[Saved entries]
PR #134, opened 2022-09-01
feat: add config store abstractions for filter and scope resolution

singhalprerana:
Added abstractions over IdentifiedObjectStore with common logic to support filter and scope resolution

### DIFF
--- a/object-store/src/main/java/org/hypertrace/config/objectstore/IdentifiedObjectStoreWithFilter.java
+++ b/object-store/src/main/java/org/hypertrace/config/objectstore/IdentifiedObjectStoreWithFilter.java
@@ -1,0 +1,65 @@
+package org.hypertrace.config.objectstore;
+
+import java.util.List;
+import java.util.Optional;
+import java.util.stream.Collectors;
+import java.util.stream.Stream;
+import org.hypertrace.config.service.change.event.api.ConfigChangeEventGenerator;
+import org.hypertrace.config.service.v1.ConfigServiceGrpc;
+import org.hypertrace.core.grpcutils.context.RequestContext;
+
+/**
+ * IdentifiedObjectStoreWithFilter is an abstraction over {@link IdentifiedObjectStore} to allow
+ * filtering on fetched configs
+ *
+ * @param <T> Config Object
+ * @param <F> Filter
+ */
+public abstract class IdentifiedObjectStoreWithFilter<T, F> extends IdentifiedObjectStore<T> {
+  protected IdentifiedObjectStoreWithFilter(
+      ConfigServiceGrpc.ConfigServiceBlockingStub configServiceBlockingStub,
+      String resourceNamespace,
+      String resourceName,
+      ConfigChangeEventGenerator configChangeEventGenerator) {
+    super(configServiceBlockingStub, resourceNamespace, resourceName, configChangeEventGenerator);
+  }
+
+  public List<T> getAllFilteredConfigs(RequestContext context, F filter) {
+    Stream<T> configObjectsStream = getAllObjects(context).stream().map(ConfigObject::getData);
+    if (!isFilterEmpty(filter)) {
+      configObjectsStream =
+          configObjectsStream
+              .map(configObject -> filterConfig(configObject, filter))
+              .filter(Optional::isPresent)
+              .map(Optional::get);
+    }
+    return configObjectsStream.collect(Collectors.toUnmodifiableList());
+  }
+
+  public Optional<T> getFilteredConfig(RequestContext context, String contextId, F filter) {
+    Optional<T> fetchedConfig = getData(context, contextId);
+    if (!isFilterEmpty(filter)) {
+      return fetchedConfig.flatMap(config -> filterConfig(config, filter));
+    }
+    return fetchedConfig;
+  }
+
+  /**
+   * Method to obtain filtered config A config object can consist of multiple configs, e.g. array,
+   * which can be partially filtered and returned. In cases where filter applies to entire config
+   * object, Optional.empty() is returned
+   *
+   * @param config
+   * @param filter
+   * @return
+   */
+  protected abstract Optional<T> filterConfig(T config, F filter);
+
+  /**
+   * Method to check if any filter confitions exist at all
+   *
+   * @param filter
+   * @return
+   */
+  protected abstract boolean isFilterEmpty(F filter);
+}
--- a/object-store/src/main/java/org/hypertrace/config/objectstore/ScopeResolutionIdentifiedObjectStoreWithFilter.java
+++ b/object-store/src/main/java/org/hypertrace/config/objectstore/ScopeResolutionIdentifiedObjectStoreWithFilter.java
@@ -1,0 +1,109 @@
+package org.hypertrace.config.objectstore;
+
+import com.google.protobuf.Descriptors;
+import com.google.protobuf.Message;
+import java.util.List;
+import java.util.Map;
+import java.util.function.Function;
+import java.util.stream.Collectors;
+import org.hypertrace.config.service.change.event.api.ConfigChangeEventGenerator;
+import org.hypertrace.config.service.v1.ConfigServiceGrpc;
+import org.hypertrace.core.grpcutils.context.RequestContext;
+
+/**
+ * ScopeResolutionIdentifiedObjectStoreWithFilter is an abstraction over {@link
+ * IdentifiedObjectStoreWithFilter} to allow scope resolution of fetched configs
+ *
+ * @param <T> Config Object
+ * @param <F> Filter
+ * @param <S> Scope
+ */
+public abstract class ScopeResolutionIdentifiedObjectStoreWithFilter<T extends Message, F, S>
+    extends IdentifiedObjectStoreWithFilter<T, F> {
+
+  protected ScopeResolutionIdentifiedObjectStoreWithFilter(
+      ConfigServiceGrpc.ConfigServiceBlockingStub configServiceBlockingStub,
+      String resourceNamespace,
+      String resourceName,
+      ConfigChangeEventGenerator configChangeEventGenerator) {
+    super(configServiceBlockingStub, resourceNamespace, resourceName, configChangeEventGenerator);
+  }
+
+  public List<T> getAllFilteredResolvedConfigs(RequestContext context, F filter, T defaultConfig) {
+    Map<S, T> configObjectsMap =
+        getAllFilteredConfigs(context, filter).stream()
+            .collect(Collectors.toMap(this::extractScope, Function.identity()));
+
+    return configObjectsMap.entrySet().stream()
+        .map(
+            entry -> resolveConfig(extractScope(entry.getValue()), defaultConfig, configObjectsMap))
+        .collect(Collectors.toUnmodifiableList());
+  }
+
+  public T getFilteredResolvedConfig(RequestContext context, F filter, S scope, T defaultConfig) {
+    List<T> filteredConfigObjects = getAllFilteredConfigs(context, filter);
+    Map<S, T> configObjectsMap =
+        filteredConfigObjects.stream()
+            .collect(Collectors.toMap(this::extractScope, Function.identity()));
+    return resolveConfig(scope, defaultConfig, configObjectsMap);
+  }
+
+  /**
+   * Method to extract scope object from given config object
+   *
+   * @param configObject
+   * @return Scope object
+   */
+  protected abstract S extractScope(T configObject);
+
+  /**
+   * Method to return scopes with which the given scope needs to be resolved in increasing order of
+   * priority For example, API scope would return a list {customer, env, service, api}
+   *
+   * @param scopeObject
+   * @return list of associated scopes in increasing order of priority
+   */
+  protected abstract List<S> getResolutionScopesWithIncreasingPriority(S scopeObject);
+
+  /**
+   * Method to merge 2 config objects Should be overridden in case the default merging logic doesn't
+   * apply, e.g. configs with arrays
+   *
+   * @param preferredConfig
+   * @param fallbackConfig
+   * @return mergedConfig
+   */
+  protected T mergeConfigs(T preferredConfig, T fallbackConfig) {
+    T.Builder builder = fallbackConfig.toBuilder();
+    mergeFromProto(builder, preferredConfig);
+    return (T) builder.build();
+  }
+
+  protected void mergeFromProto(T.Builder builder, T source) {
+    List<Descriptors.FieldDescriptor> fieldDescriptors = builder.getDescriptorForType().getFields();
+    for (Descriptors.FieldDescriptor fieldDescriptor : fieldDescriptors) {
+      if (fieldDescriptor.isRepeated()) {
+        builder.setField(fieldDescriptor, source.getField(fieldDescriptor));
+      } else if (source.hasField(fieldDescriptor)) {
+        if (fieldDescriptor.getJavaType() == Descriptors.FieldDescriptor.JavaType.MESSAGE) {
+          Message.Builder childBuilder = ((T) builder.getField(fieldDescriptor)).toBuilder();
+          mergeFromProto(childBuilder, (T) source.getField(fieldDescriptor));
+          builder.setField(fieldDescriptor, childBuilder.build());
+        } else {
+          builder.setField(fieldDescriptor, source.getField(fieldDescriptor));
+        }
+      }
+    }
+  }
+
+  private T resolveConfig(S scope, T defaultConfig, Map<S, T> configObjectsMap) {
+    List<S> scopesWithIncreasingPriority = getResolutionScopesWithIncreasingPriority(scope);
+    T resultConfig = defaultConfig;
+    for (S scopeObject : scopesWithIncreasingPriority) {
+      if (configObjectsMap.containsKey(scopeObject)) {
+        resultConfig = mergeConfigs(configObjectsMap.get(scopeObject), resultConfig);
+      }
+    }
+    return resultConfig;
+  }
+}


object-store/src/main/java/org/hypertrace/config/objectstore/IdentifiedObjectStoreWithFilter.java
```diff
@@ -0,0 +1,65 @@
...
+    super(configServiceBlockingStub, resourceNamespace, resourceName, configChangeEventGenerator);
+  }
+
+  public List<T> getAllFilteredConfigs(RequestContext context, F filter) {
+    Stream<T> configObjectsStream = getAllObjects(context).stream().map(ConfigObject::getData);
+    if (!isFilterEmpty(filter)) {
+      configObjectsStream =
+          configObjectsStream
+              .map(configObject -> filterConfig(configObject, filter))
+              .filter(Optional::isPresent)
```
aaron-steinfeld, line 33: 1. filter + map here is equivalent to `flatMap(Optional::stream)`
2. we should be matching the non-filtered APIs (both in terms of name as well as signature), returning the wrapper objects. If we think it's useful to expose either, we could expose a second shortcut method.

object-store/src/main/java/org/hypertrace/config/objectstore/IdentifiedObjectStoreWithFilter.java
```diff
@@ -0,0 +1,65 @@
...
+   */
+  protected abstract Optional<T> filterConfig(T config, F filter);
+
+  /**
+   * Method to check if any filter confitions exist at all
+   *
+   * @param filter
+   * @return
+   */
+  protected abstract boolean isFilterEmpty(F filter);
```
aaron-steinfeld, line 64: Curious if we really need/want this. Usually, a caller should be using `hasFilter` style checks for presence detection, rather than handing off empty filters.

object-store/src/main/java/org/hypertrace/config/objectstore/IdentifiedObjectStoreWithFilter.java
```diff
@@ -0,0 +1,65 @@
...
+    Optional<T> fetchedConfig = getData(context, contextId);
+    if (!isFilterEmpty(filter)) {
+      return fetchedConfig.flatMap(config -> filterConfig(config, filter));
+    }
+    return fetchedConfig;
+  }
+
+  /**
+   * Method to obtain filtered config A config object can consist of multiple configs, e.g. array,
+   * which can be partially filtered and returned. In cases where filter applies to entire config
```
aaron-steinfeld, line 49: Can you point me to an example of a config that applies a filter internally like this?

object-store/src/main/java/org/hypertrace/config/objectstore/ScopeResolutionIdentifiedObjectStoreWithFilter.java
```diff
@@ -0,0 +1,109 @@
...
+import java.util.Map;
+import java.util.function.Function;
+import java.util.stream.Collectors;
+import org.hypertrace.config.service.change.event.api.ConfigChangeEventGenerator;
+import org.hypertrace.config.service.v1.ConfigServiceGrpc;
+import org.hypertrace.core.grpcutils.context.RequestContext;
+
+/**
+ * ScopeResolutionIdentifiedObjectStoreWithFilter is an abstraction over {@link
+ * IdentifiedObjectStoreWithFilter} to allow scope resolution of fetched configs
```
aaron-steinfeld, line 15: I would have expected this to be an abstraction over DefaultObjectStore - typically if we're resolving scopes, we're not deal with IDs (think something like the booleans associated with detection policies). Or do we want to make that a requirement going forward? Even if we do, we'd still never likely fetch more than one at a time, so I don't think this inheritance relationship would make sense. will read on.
--
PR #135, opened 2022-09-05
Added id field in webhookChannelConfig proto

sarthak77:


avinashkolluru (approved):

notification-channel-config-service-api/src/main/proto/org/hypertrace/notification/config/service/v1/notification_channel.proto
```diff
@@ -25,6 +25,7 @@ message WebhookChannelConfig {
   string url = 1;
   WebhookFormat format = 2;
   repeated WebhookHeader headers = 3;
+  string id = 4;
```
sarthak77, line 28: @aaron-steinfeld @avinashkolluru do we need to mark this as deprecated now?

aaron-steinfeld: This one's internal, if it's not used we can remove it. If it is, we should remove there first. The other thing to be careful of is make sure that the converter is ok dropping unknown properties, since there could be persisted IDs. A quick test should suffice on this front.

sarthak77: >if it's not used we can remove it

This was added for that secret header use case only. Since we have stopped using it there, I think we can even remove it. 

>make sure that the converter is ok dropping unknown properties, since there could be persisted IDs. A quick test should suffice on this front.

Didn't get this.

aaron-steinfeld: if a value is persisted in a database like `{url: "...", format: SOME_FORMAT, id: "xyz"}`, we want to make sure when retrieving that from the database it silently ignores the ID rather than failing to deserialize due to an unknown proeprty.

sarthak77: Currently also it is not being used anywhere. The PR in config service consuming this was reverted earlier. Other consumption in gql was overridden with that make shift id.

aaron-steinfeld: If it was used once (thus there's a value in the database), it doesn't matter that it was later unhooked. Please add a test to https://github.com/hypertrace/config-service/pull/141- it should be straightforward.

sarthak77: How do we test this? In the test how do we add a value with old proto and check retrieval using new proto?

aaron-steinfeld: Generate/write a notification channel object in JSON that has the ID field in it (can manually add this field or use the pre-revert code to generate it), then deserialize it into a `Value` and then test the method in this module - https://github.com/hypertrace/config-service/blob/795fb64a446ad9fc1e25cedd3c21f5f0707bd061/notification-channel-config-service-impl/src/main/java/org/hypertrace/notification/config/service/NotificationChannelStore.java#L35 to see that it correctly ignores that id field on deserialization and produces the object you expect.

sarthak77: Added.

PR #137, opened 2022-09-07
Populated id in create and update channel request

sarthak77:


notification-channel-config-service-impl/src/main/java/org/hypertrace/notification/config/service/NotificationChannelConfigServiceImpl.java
---
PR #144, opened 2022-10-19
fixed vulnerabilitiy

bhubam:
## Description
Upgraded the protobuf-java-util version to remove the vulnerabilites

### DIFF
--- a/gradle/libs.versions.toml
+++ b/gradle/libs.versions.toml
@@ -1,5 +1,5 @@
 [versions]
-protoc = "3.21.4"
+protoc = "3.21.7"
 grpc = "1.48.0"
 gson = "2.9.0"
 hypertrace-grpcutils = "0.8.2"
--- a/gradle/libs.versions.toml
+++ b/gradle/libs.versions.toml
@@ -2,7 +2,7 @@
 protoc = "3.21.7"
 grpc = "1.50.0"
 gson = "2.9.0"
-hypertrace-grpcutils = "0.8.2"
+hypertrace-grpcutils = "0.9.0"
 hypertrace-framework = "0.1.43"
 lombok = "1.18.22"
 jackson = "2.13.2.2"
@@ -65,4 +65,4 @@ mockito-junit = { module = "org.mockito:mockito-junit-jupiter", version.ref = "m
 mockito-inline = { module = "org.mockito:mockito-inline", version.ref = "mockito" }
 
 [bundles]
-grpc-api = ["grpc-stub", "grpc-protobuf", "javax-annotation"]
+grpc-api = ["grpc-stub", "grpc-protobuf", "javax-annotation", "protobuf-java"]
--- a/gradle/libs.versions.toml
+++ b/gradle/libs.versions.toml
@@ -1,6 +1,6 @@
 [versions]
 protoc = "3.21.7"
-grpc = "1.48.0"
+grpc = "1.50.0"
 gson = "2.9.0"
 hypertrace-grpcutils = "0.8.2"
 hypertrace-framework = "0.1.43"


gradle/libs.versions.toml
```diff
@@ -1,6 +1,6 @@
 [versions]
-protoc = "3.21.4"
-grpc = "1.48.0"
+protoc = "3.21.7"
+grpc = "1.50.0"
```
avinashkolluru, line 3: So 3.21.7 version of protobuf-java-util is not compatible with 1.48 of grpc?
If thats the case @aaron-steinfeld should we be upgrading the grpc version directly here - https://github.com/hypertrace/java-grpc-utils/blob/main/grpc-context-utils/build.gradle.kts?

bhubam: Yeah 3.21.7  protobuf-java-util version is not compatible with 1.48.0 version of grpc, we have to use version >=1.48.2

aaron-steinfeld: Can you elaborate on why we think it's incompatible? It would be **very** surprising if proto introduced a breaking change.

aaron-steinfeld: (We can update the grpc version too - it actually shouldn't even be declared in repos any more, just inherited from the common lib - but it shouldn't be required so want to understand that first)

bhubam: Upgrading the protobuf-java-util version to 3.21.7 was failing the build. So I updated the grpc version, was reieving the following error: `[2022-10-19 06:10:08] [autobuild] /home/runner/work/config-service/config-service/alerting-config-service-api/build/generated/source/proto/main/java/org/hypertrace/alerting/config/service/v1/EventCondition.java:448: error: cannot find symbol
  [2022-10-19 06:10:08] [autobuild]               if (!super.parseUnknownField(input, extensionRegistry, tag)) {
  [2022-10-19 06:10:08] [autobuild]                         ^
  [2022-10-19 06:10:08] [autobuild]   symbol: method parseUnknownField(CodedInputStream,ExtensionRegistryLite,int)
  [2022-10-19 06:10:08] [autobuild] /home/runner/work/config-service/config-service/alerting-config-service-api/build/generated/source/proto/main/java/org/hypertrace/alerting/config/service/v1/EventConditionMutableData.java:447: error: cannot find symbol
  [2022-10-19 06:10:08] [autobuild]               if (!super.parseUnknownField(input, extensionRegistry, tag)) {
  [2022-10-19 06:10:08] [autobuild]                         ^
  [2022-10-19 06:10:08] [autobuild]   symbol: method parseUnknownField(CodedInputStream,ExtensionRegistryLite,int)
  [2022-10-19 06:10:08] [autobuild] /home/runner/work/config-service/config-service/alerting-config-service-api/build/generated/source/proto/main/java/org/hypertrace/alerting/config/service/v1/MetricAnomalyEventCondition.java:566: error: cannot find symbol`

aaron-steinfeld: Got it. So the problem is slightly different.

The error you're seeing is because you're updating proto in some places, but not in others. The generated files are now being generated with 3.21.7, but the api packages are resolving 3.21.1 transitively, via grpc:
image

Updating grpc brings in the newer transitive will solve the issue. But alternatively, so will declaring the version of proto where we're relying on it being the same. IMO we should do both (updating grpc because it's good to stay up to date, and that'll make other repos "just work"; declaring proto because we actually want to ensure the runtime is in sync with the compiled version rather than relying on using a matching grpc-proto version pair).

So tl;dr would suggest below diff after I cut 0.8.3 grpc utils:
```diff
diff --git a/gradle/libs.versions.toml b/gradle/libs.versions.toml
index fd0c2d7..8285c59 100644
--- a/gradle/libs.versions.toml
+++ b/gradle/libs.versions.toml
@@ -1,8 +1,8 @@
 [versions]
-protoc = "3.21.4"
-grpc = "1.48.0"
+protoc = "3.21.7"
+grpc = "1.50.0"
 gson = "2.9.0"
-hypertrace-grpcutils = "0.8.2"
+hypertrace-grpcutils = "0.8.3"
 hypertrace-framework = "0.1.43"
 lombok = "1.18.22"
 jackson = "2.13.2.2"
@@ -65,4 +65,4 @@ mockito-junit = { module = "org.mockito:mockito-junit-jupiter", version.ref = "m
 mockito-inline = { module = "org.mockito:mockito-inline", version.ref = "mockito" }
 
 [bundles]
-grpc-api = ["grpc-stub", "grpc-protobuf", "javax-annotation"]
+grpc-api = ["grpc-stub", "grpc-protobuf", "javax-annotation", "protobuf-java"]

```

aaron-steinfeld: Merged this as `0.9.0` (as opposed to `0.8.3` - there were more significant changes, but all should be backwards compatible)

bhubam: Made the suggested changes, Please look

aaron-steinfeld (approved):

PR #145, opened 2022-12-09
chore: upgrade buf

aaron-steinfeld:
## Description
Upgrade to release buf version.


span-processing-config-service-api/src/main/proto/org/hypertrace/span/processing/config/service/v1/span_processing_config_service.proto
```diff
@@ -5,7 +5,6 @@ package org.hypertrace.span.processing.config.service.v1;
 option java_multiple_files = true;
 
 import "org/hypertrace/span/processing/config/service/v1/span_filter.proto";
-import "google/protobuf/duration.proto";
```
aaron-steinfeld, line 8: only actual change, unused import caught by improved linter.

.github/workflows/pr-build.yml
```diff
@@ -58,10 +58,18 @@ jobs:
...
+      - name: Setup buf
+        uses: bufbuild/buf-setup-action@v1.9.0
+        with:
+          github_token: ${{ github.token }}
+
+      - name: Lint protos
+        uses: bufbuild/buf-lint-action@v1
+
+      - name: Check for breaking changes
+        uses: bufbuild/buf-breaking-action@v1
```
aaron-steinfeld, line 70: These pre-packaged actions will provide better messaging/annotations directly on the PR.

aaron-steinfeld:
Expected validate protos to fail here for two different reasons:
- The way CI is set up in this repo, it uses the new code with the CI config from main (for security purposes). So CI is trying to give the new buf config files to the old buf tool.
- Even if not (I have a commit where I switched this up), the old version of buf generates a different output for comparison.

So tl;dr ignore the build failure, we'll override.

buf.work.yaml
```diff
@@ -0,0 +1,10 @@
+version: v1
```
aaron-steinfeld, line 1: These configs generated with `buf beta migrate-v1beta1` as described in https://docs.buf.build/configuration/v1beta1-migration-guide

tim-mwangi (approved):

* **Work task**
Above are some lines. Repeat exactly, and only, those from the line that has "2. we should" through the line that has "aaron-steinfeld, line 49: Can".

* **Finished exercise**
2. we should be matching the non-filtered APIs (both in terms of name as well as signature), returning the wrapper objects. If we think it's useful to expose either, we could expose a second shortcut method.

object-store/src/main/java/org/hypertrace/config/objectstore/IdentifiedObjectStoreWithFilter.java
```diff
@@ -0,0 +1,65 @@
...
+   */
+  protected abstract Optional<T> filterConfig(T config, F filter);
+
+  /**
+   * Method to check if any filter confitions exist at all
+   *
+   * @param filter
+   * @return
+   */
+  protected abstract boolean isFilterEmpty(F filter);
```
aaron-steinfeld, line 64: Curious if we really need/want this. Usually, a caller should be using `hasFilter` style checks for presence detection, rather than handing off empty filters.

object-store/src/main/java/org/hypertrace/config/objectstore/IdentifiedObjectStoreWithFilter.java
```diff
@@ -0,0 +1,65 @@
...
+    Optional<T> fetchedConfig = getData(context, contextId);
+    if (!isFilterEmpty(filter)) {
+      return fetchedConfig.flatMap(config -> filterConfig(config, filter));
+    }
+    return fetchedConfig;
+  }
+
+  /**
+   * Method to obtain filtered config A config object can consist of multiple configs, e.g. array,
+   * which can be partially filtered and returned. In cases where filter applies to entire config
```
aaron-steinfeld, line 49: Can you point me to an example of a config that applies a filter internally like this?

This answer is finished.